(Collected data entries)
== Segment start ==

PR #256, opened 2020-01-27
Feature/info view

mikkoisa:


src/i18n/translations/sv.js
```diff
@@ -107,6 +108,7 @@ export default {
   'general.pageTitles.address': 'Adressvy',
   'general.pageTitles.list.events': 'Förteckning över evenemang ',
   'general.pageTitles.list.reservations': 'Förteckning över reserveringar ',
+  'general.pageTitles.info': 'Infovy',
```
Dremars: This doesn't seem correct

PR #257, opened 2020-01-27
Change address data fetching to fetch data from address endpoint

Dremars:
Change address url data to correct data on when address language doesn't represent current language


Dremars:
[Kieli-parametri osoitetietojen hakuun](https://trello.com/c/5W9iHJIu/388-kieli-parametri-osoitetietojen-hakuun)

PR #269, opened 2020-01-30
Fix search page settings link accessibility

mikkoisa:
* Use button component so that key presses are handled properly
* Remove h3 from settings link, since there is already a h3 before it


mikkoisa:
[Hakutulossivun saavutettavuus](https://trello.com/c/zj917qtC/374-hakutulossivun-saavutettavuus)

== Segment end ==

▶ **Exercise prompt**
Work through the records above. Copy every line with the string "över".

▶ **Answer**
   'general.pageTitles.list.events': 'Förteckning över evenemang ',
   'general.pageTitles.list.reservations': 'Förteckning över reserveringar ',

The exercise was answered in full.